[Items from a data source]

******************************

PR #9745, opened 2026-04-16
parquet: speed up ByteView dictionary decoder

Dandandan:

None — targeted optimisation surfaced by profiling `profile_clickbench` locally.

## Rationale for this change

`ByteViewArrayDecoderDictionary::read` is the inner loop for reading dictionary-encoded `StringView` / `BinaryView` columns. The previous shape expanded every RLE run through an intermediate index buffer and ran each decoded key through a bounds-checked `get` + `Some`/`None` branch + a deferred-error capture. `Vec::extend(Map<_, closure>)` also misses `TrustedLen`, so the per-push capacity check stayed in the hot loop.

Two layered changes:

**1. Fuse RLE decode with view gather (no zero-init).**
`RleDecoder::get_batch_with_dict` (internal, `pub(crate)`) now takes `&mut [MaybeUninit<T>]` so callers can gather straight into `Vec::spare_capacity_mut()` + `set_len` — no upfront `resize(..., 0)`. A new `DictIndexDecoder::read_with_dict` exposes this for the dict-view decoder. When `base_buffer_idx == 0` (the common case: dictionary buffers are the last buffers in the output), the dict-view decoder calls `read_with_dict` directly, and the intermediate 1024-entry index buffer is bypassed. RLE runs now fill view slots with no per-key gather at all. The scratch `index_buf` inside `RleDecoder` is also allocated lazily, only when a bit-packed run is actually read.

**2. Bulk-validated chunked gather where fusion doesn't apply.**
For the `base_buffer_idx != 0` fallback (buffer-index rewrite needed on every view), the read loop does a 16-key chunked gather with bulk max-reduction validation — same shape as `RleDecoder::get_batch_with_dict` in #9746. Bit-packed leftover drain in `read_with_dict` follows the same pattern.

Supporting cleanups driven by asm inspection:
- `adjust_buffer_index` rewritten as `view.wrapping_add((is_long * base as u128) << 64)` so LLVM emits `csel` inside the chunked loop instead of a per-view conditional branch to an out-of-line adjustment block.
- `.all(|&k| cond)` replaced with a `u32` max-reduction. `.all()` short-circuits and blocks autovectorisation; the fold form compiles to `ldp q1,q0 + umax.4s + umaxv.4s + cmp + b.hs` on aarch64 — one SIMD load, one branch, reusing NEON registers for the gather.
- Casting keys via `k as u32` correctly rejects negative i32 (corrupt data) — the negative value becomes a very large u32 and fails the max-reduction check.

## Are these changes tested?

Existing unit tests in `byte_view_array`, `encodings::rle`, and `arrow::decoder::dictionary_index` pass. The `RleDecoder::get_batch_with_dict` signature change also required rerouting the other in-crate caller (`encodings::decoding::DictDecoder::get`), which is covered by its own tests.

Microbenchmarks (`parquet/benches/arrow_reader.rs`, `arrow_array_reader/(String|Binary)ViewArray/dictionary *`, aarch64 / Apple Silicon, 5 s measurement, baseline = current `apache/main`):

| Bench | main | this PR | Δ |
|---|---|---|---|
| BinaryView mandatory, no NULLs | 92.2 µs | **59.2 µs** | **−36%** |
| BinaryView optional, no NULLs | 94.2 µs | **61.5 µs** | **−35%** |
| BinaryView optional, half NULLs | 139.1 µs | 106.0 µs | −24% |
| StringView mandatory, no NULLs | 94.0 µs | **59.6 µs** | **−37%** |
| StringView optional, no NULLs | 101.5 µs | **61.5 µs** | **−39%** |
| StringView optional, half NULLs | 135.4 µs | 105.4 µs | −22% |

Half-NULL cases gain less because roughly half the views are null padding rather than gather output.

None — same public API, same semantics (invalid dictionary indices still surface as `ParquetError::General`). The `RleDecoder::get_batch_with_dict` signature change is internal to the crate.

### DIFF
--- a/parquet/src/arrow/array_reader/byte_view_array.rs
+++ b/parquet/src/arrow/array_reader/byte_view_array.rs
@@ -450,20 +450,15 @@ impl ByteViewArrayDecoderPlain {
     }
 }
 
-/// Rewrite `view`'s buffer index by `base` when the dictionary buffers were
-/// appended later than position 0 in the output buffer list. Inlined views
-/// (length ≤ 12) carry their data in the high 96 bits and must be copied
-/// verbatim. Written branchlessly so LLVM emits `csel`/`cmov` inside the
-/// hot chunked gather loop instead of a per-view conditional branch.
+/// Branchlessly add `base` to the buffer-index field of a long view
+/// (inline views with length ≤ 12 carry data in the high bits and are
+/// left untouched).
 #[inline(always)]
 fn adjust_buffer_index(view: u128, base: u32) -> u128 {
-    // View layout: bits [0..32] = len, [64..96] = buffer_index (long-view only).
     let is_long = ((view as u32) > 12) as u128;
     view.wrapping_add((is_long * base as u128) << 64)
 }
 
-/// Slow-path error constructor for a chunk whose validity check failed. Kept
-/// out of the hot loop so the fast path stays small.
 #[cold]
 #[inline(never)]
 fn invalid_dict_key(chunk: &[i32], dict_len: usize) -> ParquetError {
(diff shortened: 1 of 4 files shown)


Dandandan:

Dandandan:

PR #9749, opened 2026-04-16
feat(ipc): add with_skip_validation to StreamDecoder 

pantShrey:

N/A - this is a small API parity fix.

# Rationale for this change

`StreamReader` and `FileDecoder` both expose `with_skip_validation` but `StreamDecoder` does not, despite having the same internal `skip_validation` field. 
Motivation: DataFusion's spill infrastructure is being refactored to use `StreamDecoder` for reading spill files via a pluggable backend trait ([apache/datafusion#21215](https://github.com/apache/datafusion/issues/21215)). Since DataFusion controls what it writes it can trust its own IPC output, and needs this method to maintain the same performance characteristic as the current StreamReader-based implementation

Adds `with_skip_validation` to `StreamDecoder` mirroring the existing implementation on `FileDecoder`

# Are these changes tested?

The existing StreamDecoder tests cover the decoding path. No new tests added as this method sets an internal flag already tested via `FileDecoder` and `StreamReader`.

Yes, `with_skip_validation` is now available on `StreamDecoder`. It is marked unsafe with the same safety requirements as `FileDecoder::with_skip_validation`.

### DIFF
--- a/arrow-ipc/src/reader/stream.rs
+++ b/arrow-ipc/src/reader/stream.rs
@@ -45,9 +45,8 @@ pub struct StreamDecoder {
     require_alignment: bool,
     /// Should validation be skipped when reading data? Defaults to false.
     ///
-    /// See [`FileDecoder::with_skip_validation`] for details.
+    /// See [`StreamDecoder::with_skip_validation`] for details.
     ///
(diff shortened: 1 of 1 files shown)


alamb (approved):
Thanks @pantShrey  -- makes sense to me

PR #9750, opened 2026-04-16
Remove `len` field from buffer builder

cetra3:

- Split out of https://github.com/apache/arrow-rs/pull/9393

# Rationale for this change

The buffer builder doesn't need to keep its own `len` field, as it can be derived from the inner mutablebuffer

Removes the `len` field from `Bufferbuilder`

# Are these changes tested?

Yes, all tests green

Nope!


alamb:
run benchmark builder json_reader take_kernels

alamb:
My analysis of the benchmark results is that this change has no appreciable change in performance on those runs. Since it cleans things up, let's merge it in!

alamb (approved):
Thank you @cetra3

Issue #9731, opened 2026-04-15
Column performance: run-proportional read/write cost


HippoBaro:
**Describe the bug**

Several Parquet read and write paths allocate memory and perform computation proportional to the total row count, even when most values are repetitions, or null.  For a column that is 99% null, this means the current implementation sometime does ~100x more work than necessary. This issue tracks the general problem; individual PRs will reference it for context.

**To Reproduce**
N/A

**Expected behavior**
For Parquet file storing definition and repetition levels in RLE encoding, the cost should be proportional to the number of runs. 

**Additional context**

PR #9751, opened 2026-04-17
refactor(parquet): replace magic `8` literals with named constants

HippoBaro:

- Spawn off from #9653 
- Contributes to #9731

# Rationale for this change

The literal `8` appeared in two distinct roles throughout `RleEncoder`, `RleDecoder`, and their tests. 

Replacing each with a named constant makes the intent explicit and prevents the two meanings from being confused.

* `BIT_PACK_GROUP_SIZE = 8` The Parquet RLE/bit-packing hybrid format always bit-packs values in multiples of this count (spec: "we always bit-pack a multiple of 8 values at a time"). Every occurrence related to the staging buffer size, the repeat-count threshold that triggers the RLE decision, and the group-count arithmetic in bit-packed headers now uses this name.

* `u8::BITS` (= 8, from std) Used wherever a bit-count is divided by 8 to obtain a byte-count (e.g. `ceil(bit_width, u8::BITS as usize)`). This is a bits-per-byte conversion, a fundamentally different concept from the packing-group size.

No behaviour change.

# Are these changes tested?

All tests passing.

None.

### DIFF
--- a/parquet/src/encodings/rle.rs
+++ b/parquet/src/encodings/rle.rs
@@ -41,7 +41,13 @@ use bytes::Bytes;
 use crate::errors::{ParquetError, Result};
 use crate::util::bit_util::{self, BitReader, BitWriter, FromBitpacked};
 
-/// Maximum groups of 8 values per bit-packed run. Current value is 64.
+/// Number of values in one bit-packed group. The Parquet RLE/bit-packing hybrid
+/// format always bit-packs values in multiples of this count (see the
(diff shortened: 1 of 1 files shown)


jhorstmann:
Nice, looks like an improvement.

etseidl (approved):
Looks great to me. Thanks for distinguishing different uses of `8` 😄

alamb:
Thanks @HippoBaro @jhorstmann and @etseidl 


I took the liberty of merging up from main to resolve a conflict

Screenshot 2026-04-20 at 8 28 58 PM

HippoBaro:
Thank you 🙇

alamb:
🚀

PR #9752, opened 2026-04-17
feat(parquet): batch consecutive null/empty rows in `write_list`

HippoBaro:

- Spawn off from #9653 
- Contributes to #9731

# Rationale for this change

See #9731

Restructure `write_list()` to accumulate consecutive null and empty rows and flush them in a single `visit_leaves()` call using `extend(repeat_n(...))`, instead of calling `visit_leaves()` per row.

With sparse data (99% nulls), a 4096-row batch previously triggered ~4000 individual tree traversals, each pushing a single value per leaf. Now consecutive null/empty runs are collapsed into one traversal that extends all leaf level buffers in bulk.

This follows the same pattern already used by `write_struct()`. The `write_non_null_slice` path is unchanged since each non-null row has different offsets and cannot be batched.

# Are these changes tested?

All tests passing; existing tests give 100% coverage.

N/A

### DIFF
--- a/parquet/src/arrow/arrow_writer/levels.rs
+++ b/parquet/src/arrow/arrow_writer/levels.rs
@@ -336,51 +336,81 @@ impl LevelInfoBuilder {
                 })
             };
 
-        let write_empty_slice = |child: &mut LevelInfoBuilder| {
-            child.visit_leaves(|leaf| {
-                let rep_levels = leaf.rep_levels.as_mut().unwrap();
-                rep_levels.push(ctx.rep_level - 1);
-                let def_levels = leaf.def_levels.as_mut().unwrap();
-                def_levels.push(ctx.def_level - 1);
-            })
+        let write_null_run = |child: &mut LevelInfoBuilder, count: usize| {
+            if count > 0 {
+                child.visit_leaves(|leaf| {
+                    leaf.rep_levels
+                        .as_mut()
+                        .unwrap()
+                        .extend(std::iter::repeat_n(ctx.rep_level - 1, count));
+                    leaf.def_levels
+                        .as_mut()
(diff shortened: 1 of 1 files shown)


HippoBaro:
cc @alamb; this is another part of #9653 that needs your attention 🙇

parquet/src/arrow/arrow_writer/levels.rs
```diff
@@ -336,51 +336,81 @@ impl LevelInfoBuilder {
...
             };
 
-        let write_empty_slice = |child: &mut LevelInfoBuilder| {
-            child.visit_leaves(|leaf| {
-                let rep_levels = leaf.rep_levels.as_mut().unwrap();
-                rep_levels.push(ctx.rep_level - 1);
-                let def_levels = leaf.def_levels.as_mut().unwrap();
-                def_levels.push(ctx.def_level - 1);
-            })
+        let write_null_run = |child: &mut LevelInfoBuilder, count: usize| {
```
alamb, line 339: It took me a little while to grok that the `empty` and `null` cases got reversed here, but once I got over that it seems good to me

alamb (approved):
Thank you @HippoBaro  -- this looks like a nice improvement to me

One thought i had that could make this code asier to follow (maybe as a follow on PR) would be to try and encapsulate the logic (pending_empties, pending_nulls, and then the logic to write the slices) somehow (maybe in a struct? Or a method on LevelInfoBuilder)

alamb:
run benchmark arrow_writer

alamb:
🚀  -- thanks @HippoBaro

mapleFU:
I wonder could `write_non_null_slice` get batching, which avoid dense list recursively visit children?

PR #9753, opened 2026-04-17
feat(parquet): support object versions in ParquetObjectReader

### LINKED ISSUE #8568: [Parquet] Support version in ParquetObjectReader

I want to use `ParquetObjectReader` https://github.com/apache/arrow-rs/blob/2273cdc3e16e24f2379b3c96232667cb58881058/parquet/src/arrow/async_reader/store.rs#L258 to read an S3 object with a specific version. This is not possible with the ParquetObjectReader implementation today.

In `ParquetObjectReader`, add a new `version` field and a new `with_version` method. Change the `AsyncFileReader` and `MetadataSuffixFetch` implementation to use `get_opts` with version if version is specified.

******************************

* [Aim of the exercise] Your answer must be the lines above from the one containing "-/// appended later" to the one containing "does not, despite", both included, restated word for word.

* [Answer to this problem]
-/// appended later than position 0 in the output buffer list. Inlined views
-/// (length ≤ 12) carry their data in the high 96 bits and must be copied
-/// verbatim. Written branchlessly so LLVM emits `csel`/`cmov` inside the
-/// hot chunked gather loop instead of a per-view conditional branch.
+/// Branchlessly add `base` to the buffer-index field of a long view
+/// (inline views with length ≤ 12 carry data in the high bits and are
+/// left untouched).
 #[inline(always)]
 fn adjust_buffer_index(view: u128, base: u32) -> u128 {
-    // View layout: bits [0..32] = len, [64..96] = buffer_index (long-view only).
     let is_long = ((view as u32) > 12) as u128;
     view.wrapping_add((is_long * base as u128) << 64)
 }
 
-/// Slow-path error constructor for a chunk whose validity check failed. Kept
-/// out of the hot loop so the fast path stays small.
 #[cold]
 #[inline(never)]
 fn invalid_dict_key(chunk: &[i32], dict_len: usize) -> ParquetError {
(diff shortened: 1 of 4 files shown)


Dandandan:

Dandandan:

PR #9749, opened 2026-04-16
feat(ipc): add with_skip_validation to StreamDecoder 

pantShrey:

N/A - this is a small API parity fix.

# Rationale for this change

`StreamReader` and `FileDecoder` both expose `with_skip_validation` but `StreamDecoder` does not, despite having the same internal `skip_validation` field. 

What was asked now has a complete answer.